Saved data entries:
[Start of section]
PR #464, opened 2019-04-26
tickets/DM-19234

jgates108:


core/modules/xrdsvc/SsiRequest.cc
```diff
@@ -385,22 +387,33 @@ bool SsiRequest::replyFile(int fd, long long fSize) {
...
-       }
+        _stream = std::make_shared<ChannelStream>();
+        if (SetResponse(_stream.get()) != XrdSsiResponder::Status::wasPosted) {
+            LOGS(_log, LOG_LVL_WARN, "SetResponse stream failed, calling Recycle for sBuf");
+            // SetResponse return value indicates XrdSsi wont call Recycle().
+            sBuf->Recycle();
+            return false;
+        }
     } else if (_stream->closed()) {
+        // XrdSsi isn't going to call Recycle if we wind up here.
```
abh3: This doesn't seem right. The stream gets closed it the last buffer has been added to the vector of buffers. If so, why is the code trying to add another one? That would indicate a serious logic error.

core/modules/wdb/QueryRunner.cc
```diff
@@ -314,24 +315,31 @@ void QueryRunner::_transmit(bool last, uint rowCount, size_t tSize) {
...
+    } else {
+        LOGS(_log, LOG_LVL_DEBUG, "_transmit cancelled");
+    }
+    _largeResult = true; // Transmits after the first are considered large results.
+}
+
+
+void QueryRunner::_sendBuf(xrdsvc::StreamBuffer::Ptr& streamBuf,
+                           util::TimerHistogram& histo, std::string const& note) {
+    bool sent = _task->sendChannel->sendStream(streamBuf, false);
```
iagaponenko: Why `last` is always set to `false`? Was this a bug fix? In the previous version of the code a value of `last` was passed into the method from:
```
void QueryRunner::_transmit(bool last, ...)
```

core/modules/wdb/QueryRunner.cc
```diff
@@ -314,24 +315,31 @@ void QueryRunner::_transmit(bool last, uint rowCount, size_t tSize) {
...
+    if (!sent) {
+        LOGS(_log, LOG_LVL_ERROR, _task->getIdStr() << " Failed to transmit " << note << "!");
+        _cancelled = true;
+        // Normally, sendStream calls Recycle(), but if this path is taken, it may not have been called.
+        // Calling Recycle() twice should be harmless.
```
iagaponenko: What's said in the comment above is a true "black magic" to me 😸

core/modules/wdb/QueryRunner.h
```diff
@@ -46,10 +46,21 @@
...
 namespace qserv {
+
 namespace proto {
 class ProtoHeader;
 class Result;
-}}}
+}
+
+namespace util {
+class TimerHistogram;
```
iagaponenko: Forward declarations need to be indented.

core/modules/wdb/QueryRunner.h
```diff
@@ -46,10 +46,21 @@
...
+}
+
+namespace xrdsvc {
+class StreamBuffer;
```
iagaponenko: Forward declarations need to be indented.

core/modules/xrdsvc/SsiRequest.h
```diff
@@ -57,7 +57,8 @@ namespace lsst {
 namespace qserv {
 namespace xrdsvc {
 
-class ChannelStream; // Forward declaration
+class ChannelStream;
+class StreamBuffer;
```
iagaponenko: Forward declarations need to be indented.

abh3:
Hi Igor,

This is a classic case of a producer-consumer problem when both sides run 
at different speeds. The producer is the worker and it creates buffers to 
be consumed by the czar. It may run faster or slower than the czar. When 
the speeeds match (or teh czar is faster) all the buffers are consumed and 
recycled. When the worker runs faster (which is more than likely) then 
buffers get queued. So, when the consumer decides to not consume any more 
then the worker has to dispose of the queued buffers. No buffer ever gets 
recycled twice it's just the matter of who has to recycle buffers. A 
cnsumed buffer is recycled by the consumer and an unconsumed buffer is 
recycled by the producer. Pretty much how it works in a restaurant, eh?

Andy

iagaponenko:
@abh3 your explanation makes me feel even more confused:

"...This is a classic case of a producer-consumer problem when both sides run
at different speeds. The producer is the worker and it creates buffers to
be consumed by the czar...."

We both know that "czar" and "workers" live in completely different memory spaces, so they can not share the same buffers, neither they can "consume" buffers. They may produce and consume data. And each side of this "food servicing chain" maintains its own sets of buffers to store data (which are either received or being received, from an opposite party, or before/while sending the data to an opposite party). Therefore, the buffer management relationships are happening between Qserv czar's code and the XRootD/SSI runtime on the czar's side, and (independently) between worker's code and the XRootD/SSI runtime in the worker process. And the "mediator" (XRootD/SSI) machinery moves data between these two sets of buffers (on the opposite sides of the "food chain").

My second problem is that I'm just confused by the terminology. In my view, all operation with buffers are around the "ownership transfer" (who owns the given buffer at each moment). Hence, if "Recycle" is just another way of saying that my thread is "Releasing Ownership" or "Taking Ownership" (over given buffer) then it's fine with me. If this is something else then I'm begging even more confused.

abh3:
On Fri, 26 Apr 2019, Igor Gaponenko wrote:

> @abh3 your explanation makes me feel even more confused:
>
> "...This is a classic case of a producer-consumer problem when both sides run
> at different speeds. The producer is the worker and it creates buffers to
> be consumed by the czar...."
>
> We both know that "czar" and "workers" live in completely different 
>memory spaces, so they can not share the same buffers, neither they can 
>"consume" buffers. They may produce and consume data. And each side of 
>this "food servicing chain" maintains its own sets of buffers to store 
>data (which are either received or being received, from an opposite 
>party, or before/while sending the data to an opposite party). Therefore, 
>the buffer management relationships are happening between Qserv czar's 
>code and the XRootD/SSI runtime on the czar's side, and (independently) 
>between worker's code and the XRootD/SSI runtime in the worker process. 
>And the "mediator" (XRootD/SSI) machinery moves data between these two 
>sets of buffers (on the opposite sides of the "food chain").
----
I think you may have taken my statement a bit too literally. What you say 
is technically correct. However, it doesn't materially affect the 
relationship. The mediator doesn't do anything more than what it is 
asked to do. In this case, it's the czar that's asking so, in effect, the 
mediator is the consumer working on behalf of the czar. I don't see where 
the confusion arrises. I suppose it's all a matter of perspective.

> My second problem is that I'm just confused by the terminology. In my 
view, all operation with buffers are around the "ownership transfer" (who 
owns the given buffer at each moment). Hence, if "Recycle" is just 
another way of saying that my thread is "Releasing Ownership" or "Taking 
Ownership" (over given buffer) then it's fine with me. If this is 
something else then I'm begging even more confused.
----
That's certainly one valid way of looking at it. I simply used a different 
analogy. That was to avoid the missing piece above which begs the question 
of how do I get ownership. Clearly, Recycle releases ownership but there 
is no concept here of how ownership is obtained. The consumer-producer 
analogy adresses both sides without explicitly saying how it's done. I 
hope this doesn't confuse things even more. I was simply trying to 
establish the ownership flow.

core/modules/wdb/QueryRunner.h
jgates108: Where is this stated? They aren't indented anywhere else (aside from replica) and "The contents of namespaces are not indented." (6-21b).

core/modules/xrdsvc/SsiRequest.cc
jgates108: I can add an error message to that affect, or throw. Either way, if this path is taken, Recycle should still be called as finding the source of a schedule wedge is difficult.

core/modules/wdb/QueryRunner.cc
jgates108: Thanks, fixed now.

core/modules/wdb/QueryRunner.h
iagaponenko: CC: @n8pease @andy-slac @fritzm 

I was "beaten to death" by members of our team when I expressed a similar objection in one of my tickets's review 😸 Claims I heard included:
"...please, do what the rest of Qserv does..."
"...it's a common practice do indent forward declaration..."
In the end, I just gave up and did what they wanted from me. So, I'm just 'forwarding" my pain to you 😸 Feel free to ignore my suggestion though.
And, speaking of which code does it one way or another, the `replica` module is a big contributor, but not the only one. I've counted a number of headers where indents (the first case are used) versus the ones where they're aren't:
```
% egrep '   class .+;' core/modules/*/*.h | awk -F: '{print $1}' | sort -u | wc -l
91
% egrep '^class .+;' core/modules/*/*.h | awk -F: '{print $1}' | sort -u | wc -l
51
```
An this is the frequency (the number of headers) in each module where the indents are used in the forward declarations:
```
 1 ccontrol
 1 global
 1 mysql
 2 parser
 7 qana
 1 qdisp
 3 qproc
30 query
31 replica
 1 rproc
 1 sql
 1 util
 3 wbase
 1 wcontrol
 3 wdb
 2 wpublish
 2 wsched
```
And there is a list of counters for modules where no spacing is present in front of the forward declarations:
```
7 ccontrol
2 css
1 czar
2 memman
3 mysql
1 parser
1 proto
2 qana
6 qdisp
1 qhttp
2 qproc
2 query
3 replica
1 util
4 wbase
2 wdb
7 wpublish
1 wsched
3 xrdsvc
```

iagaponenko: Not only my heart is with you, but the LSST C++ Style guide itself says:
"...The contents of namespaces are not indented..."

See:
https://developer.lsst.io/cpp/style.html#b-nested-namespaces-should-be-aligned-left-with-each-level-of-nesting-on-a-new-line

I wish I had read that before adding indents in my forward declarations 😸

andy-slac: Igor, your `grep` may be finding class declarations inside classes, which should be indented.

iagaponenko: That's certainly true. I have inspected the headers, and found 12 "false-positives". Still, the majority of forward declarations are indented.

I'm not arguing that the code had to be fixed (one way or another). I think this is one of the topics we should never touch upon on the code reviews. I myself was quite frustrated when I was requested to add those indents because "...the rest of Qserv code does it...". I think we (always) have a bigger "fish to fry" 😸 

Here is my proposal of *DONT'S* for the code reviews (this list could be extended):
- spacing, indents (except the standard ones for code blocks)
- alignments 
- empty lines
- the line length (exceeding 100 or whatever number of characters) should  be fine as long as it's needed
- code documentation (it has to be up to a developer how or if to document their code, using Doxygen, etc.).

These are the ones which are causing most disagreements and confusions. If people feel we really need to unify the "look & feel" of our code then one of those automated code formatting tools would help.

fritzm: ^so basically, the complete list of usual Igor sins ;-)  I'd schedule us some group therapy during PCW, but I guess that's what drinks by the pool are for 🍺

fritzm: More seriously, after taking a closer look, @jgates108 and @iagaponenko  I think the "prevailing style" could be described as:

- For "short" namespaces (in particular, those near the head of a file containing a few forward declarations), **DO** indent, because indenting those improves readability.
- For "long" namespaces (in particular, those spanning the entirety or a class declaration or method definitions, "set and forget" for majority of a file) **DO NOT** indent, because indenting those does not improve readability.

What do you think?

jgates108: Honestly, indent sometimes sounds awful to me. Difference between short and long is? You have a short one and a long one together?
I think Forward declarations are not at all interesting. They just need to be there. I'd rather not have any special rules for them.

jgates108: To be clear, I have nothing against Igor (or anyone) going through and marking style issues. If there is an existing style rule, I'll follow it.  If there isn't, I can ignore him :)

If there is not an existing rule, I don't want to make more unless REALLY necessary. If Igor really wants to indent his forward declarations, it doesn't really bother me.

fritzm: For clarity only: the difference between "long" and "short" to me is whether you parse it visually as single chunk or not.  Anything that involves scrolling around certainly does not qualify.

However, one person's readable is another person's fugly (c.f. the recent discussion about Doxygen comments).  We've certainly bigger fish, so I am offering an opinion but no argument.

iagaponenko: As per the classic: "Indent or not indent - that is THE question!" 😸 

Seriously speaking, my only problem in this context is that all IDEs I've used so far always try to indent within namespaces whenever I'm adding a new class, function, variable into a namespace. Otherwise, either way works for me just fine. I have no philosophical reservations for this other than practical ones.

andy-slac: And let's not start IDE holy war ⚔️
[End of section]
● Your assignment:
Look above for the line holding "I'm not arguing" and the line holding "fritzm: ^so basically, the", then output exactly those two lines and every line between them, nothing more.

● Finished exercise:
I'm not arguing that the code had to be fixed (one way or another). I think this is one of the topics we should never touch upon on the code reviews. I myself was quite frustrated when I was requested to add those indents because "...the rest of Qserv code does it...". I think we (always) have a bigger "fish to fry" 😸 

Here is my proposal of *DONT'S* for the code reviews (this list could be extended):
- spacing, indents (except the standard ones for code blocks)
- alignments 
- empty lines
- the line length (exceeding 100 or whatever number of characters) should  be fine as long as it's needed
- code documentation (it has to be up to a developer how or if to document their code, using Doxygen, etc.).

These are the ones which are causing most disagreements and confusions. If people feel we really need to unify the "look & feel" of our code then one of those automated code formatting tools would help.

fritzm: ^so basically, the complete list of usual Igor sins ;-)  I'd schedule us some group therapy during PCW, but I guess that's what drinks by the pool are for 🍺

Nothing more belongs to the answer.